::: DATA

PR #17, opened 2023-03-06
Added geo data update option

pulsarice:
I'm not a programmer. I took some lines of code from NidukaAkalanka/x-ui-english and some from maddie/update-v2ray-geo.sh and made some tweaks. sorry for any mistakes or formatting errors.

### DIFF
--- a/x-ui.sh
+++ b/x-ui.sh
@@ -408,6 +408,36 @@ show_xray_status() {
     fi
 }
 
+update_geo() {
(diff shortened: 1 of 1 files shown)


MHSanaei:
hi
thank you for your work 
but we don't need this because, after every release, we update geo files with workflows/release.yml, 
it's good for NidukaAkalanka because they update very late 
I hope I see you more with a nice pr

PR #30, opened 2023-03-17
update

MHSanaei:


pchreza:
hi bro tnx for your god x-ui 
How can several outbands be connected to x-ui as proxy servers?

Mostafa-kaveh:
Hello
Thank you very much for your hard work
In the new update, I cannot add a user with a new email

allahyar:
Hello
SSL that is created, the panel does not accept, what is the problem?
image

Moein-1986:
Hello
Tls is not working in new update
Please fix that

pchreza:
> Hello SSL that is created, the panel does not accept, what is the problem? image
In this error, it says that there is no such file in this path, you should check your path or move your certificate files.

PR #346, opened 2023-05-05
Some new buttons for bot and ability to use userId in tgId

masoud-hidden:
Added buttons:
IP Log
IP Limit
Enable/Disable

Ability to use the telegram User ID in the Telegram Username field.


MHSanaei:
nice thank you for your great work, I just checked everything works fine except "Ability to use a telegram User ID in Telegram Username"
if I'm not wrong you mean we can set a user id for the client?
I test that but doesn't work

masoud-hidden:
> nice thank you for your great work, I just checked everything works fine except "Ability to use a telegram User ID in Telegram Username" if I'm not wrong you mean we can set a user id for the client? I test that but doesn't work

Yes, You can set a user id for the client. Add a number sign (#) before the user id and set it to the Telegram Username field in the client settings. Test it with a normal telegram user not an admin user.
Like this:
User ID = 987654321
Telegram Username (in the client settings) = #987654321

MHSanaei:
i test it again but as you can see but still doesn't work like when we use username
Screenshot 2023-05-06 014818

masoud-hidden:
> i test it again but as you can see but still doesn't work like when we use username Screenshot 2023-05-06 014818

Can I see what you received from the bot when the user id is set?

MHSanaei:
Your configuration is not found!
Please ask your Admin to use your telegram username in your configuration(s).

Your username: @MHSanaei1

masoud-hidden:
I will fix it soon.

masoud-hidden:
I can remove the (#) in the next commit, Is it good?

MHSanaei:
yes it will be even better thanks for that

masoud-hidden:
Don't forget to remove the # from the client settings.

MHSanaei:
well done

PR #431, opened 2023-05-13
[HOTFIX] Redirect `/xui` to `/panel`

hamid-gh98:
- Added Redirect Middleware to redirect all paths from `/xui` to `/panel`
- Changed API path to `/panel/api/inbound` (it will also redirect from the old path to this new path)
- Update readme.md


MHSanaei:
work well except when they have root path

hamid-gh98:
> work well except when they have root path

Yeah, I saw that. I fixed it in the new PR that I just submitted.

PR #432, opened 2023-05-13
[HOTFIX] Add basePath to Redirect Middleware

hamid-gh98:
Hi,
- Add basePath when redirecting with middleware


MHSanaei:
we have another problem I guess it comes with your last PR
when they use phone or minimize the panel 
this button doesn't work
photo_2023-05-14_01-47-20

MHSanaei:
@hamid-gh98 do you have any idea about this?

hamid-gh98:
> @hamid-gh98 do you have any idea about this?

I just changed its className. I don't think it's causing the issue, but i will check it.

MHSanaei:
@hamid-gh98 
مشکل از این کامیت هست 
https://github.com/MHSanaei/3x-ui/commit/0e266b88f0eb70bf46d3ecc4df148794bc307205

MHSanaei:
قسمت siderDrawer 
در صفحه common_sider.html مشکل داره

hamid-gh98:
> قسمت siderDrawer در صفحه common_sider.html مشکل داره

I just tested it with the old 'common_sider.html' file, but it's still like this. i think something else caused this issue.

If you log change function, you'll see that it changes the 'visible' value immediately (in JS), but updating the UI takes some time.

PR #551, opened 2023-05-31
Updated install.sh to match new release.yml

somebodywashere:
Also reverted xray path in release.yml back to xray-linux-${{ matrix.platform }} (cuz didn't find where to fix this path in other files, probably it's just easier to keep this path in workflow).


MHSanaei:
ah you are right i forgot Linux before matrix.platform
just need to add linux like this 
mv xray xray-linux-${{ matrix.platform }}
don't need to remove linux on install.sh

somebodywashere:
No problem, I thought -linux eas dropped on purpose 😅 So just need to fix a Workflow then.

MHSanaei:
[forgot linux tag name](https://github.com/MHSanaei/3x-ui/commit/48dce38e14ffe3f96d4a9a5b85f6971be34d5448)

PR #991, opened 2023-08-30
Fail2ban banned log command added

AmoAlireza:
hi
command `x-ui banlog` added, now you can check the banned log without going to IP Limit Management.


MHSanaei:
Thank you 🙏

PR #1026, opened 2023-09-06
[sub] Show used traffic for unlimited users

AmoAlireza:
hi
if user total flow and expiry date was unlimited, now will show the total flow used.

flow


MHSanaei:
Thank you for your PR.

But I think it's useless because we don't need to know the traffic usage when it's unlimited.

PR #1268, opened 2023-11-28
Change port check

### LINKED ISSUE #860: Sub and Web could not use same port
### Welcome

- [X] Yes, I'm using the latest major release. Only such installations are supported.
- [X] Yes, I'm using the supported system. Only such systems are supported.
- [X] Yes, I have read all WIKI document,nothing can help me in my problem.
- [X] Yes, I've searched similar issues on GitHub and didn't find any.
- [X] Yes, I've included all information below (version, config, log, etc).

### Description of the problem,screencshot would be good

Hello, please match ip:port pairs for exclude these error (at now match only port) [here](https://github.com/MHSanaei/3x-ui/blob/329889ec006bdaed62609dbe012c950a87ea91c3/web/entity/entity.go#L83C1-L83C1)

I use 3x-ui with nginx reverse-proxy (hide all in 80,443 port)
In my setup ip:port used:
```
12.34.56.78:80 - nginx (redirect to https)
12.34.56.78:443 - nginx (stream_ssl_preread, routes to xray,panel,subscription)
127.0.1.1:443 (xray-reality)
127.0.1.1:80 (panel)
127.0.1.2:80 (subscription)
```
It's absolutely correct, but can't be saved with error:
`Modify Settings Fail: Sub and Web could not use same port: 80`
At now I edit database directly, for made do work (and it's work as expected).

If use different ports (8080 or other) subscription/panel generated links was broken:
http://domain.example:8080/sub/1kdeji89387frgj59

Also good idea make checkbox "use https" to generated links (at now all QR http://) 
for case when 3x-ui behind reverse-proxy.

### Version of 3x-ui

3X: v1.7.5
Xray: v1.8.1

### x-ui log reports or xray log

Not need

guard43ru:
We can use same port on difference IP's.
Fix #860

### DIFF
--- a/web/entity/entity.go
+++ b/web/entity/entity.go
@@ -82,8 +82,8 @@ func (s *AllSetting) CheckValid() error {
 		return common.NewError("Sub port is not a valid port:", s.SubPort)
 	}
 
-	if s.SubPort == s.WebPort {
-		return common.NewError("Sub and Web could not use same port:", s.SubPort)
+	if (s.SubPort == s.WebPort) && (s.WebListen == s.SubListen) {
+		return common.NewError("Sub and Web could not use same ip:port, ", s.SubListen, ":", s.SubPort, " & ", s.WebListen, ":", s.WebPort)
 	}
 
 	if s.WebCertFile != "" || s.WebKeyFile != "" {


MHSanaei:
thank you

PR #1299, opened 2023-12-08
Fixing build for ARM64

vlasov-y:
I have found out that your arm64 Docker images does not work because they still contain build for x86_64. I have managed to make Dockerfile build respective version properly basing on TARGETOS and TARGETARCH env variables. I have tested locally - now both amd64 and arm64 images contain proper binaries.

1. I have followed your releases GitHub Actions pipeline and used cross-compilation
2. Switched builder to debian bookworm based image
3. Switched runner to debian:bookworm
4. Set runner platform to TARGETPLATFORM to use arm64 on image layer
5. Copy go.mod first and then everything else - it helps proper build layer caching

Notes about 3:
Dynamically compiled binary on debian, does not work on alpine.

Now I see this on the linux/arm64/v8 build.

image

And I see this on linux/amd64 build.

image

### DIFF
--- a/Dockerfile
+++ b/Dockerfile
@@ -1,52 +1,74 @@
 # ========================================================
 # Stage: Builder
 # ========================================================
-FROM --platform=$BUILDPLATFORM golang:1.21-alpine AS builder
+FROM --platform=$BUILDPLATFORM golang:1.21.5-bookworm AS builder
 WORKDIR /app
+
 ARG TARGETARCH
 ARG TARGETOS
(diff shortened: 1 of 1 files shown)


vlasov-y:
Tried to run, received
```
2023/12/08 16:34:33 Binary was compiled with 'CGO_ENABLED=0', go-sqlite3 requires cgo to work. This is a stub
```

So CGO is required... How to fix it?

vlasov-y:
Succeeded to use cross compilation.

::::::

-- WORK ITEM --
What lines in the data include the string "command"? Copy each one.

-- TASK RESULT --
Fail2ban banned log command added
command `x-ui banlog` added, now you can check the banned log without going to IP Limit Management.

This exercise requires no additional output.